This research project explores how the source of sperm affects outcomes in assisted reproductive technologies (ART), focusing on children conceived through intracytoplasmic sperm injection (ICSI) with surgically retrieved sperm (SRS). Outcomes will be compared to those from ICSI with ejaculated sperm and conventional IVF. Using national registry data from all IVF and ICSI treatments in Sweden between 2007 and 2023 (Q-IVF), the study applies artificial intelligence (AI) and machine learning (ML) to identify factors influencing success rates. The aim is to improve prediction models and support more personalized fertility treatments. Special emphasis is placed on understanding the potential risks and long-term health outcomes for children conceived using SRS, which may be associated with higher rates of genetic abnormalities. The results may help optimize care strategies for infertile couples.
This research project aims to improve our understanding of how different sources of sperm affect outcomes in assisted reproductive technologies (ART). The focus is on children conceived through intracytoplasmic sperm injection (ICSI) using surgically retrieved sperm (SRS), compared to ICSI with ejaculated sperm and conventional in vitro fertilization (IVF). The study has three main goals: 1. To compare reproductive outcomes following ICSI with SRS, ICSI with ejaculated sperm, and conventional IVF. 2. To investigate whether artificial intelligence (AI) and machine learning (ML) algorithms can predict cumulative reproductive outcomes, including results from both fresh and frozen embryo transfer cycles. 3. To evaluate how AI/ML-based models perform in comparison to traditional statistical methods in terms of accuracy and predictive value. Method: National Population-Based Registry Study: This includes all IVF and ICSI treatments performed in Sweden from January 1, 2007, to December 31, 2023, using data from the Swedish National Quality Registry for Assisted Reproduction (Q-IVF). AI will be used to analyze large datasets, detect patterns, and help identify key factors-such as sperm source, number of retrieved oocytes, and patient characteristics-that may influence treatment success. This approach could lead to personalized treatment plans and better predictions of successful pregnancy outcomes. Special attention is given to outcomes in children born after ICSI with surgically retrieved sperm, as these sperm may be less mature and carry a higher risk of genetic abnormalities. The findings are expected to provide valuable insights into the reproductive and long-term health outcomes of these treatments, ultimately helping to improve care and treatment strategies for infertile couples.
Study Type
OBSERVATIONAL
Enrollment
200,000
In vitro fertilization with or without ICSI with ejaculated and surgically retrieved sperm.

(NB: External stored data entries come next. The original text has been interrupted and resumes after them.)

PR #4675, opened 2025-12-03
Fix check for binary distribution in C++ NuGet package

pepone:
This PR contains a minor fix for the C++ NuGet package to correctly detect the binary distribution.


cpp/tools/ZeroC.Ice.Slice.Tools.Cpp/ZeroC.Ice.Slice.Tools.Cpp.props
```diff
@@ -3,7 +3,7 @@
 <Project xmlns="http://schemas.microsoft.com/developer/msbuild/2003">
     <!-- default values -->
     <Choose>
-        <When Condition="Exists('$(MSBuildThisFileDirectory)..\ZeroC.Ice.Cpp.nuspec')">
```
pepone, line 6: This file is not installed when you install the C++ package, .NET installs the `.nuspec` but C++ excludes them.

PR #4678, opened 2025-12-03
Add "service status" command to icegridadmin

### LINKED ISSUE #43: Add icegridadmin service status
You can start and stop a service with icegridadmin, however you currently can't figure out it if it's running or not.

ICE-8268

bernardnormier:
Fixes #43.


cpp/src/IceGrid/Grammar.y
```diff
@@ -99,6 +99,7 @@ yyerror(const char* s)
 %token ICEGRID_STRING
 %token ICEGRID_START
 %token ICEGRID_STOP
+%token ICEGRID_STATUS
```
bernardnormier, line 102: The existing command for server "status" is called state.

We should consider renaming state -> status (as in server status), and possibly keeping state as an alias for status.

externl: To me sate != status. Status can include state, but they'r not the same thing.

externl (approved):
Looks good!

java/src/com.zeroc.icebox/src/main/java/com/zeroc/IceBox/Admin.java
```diff
@@ -79,6 +80,23 @@ private static int run(
             String command = commands.get(i);
             if ("shutdown".equals(command)) {
                 manager.shutdown();
+            } else if ("status".equals(command)) {
+                if (++i >= commands.size()) {
+                    System.err.println("IceBox.Admin: no service name specified.");
```
InsertCreativityHere: Unsurprisingly, we aren't consistent in this file, but I think it's better for error messages to not end with punctuation
```suggestion
                    System.err.println("IceBox.Admin: no service name specified");
```
And I'm definitely not a fan of having a mix like we currently do in this file.

java/src/com.zeroc.icebox/src/main/java/com/zeroc/IceBox/Admin.java
```diff
@@ -79,6 +80,23 @@ private static int run(
...
+                String service = commands.get(i);
+                try {
+                    boolean running = manager.isServiceRunning(service);
+                    if (running) {
+                        System.out.println("running");
+                    } else {
+                        System.out.println("stopped");
+                    }
+                } catch (NoSuchServiceException ex) {
+                    System.err.println("IceBox.Admin: unknown service '" + service + "'");;
```
InsertCreativityHere: An extra semi-colon snuck in here. But I wouldn't be opposed to keeping it.
```suggestion
                    System.err.println("IceBox.Admin: unknown service '" + service + "'");
```

java/src/com.zeroc.icebox/src/main/java/com/zeroc/IceBox/Admin.java
```diff
@@ -79,6 +80,23 @@ private static int run(
...
+                    return 1;
+                }
+                String service = commands.get(i);
+                try {
+                    boolean running = manager.isServiceRunning(service);
+                    if (running) {
+                        System.out.println("running");
+                    } else {
+                        System.out.println("stopped");
+                    }
```
InsertCreativityHere, line 95: There's absolutely nothing wrong with this, but I think this would be simpler:
```suggestion
                    String state = (manager.isServiceRunning(service) ? "running" : "stopped");
                    System.out.println(state);
```

slice/IceBox/ServiceManager.ice
```diff
@@ -62,6 +62,13 @@ module IceBox
         void stopService(string service)
             throws AlreadyStoppedException, NoSuchServiceException;
 
+        /// Returns whether a service is running.
+        /// @param service The service name.
```
InsertCreativityHere: I think this could be a little more descriptive:
```suggestion
        /// @param service The name of the service to check.
```

InsertCreativityHere (approved):

slice/IceBox/ServiceManager.ice
```diff
@@ -62,6 +62,13 @@ module IceBox
...
+        /// @return @c true if the service was started and not stopped; otherwise @c false.
```
InsertCreativityHere: We decided against supported `@c` and opted to support only backticks for our code formatting.
```suggestion
        /// @return `true` if the service was started and not stopped; otherwise `false`.
```

InsertCreativityHere (approved):

pepone (approved):

csharp/src/iceboxnet/ServiceManagerI.cs
```diff
@@ -166,7 +166,7 @@ public override void stopService(string name, Ice.Current current)
             for (i = 0; i < _services.Count; ++i)
             {
                 info = _services[i];
-                if (info.name.Equals(name, StringComparison.Ordinal))
+                if (info.name == name)
```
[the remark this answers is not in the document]
bernardnormier: @copilot, can you replace string Equals in this file by `==` comparisons?

csharp/src/iceboxnet/ServiceManagerI.cs
```diff
@@ -191,6 +191,21 @@ public override void stopService(string name, Ice.Current current)
...
+    {
+        lock (_mutex)
+        {
+            foreach (ServiceInfo info in _services)
+            {
+                if (info.name == name)
+                {
+                    return info.status == ServiceStatus.Started;
+                }
+            }
```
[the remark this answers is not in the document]
bernardnormier: It would be inconsistent to use LINQ only for this new method.

csharp/src/iceboxnet/ServiceManagerI.cs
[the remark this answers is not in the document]
bernardnormier: Fixed

PR #4679, opened 2025-12-03
Remove Special Null Marshaling Logic from Javascript, PHP, and Python

InsertCreativityHere:
This PR follows #4672, and removes the special null handling from Javascript, PHP, and Python, which I believe is all of it.

Note that we still have special null handling for sequences in all languages (where passing in `null` for a sequence is treated the same as passing in an empty sequence). I don't find this to be as egregious, and at least we're consistent about it in all languages.

### DIFF
--- a/python/modules/IcePy/Types.cpp
+++ b/python/modules/IcePy/Types.cpp
@@ -1127,7 +1127,7 @@ IcePy::StructInfo::getId() const
 bool
 IcePy::StructInfo::validate(PyObject* val)
 {
-    return val == Py_None || PyObject_IsInstance(val, pythonType) == 1;
+    return PyObject_IsInstance(val, pythonType) == 1;
 }
 
 bool


python/modules/IcePy/Types.cpp
```diff
@@ -1172,21 +1170,7 @@ IcePy::StructInfo::marshal(
...
-            PyObjectHandle emptyArgs{PyTuple_New(0)};
-            auto* type = reinterpret_cast<PyTypeObject*>(pythonType);
-            // Create a new instance of the type
-            _nullMarshalValue = type->tp_new(type, emptyArgs.get(), nullptr);
-            // Call the instance __init__ method
-            type->tp_init(_nullMarshalValue.get(), emptyArgs.get(), nullptr);
-        }
-        p = _nullMarshalValue.get();
-    }
+    assert(PyObject_IsInstance(p, pythonType) == 1); // validate() should have caught this.
```
bernardnormier, line 1173: No need to update validate?

InsertCreativityHere: I could of sworn I fixed the validate, but I don't know where it went.
Either way, fixed now.

pepone (approved):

Department of Clinical Science, Intervention and Technology, Division of Obstetrics and Gynaecology, Karolinska Institute
Stockholm, Sweden
Biochemical pregnancy rate
Positive urinary pregnancy test after fresh or frozen embryo transfer per embryo transfer.
Time frame: From enrollment to the end of treatment at 3 weeks
Clinical pregnancy rate
Presence of gestational sac at ultrasound control after fresh or frozen embryo transfer per embryo transfer.
Time frame: From enrollment to the end of treatment at 8 weeks.
Live birth rate
Live birth per embryo transfer after fresh and frozen embryo transfer.
Time frame: From enrollment to the end of treatment at delivery.
Number of frozen embryos
Number of embryos at blastocyst stage that are frozen.
Time frame: From enrollment to the end of treatment at 5 days.
Miscarriage rate
Miscarriage per clinical pregnancy after fresh and frozen embryo transfer.
Time frame: From enrollment to the end of treatment before 22 weeks.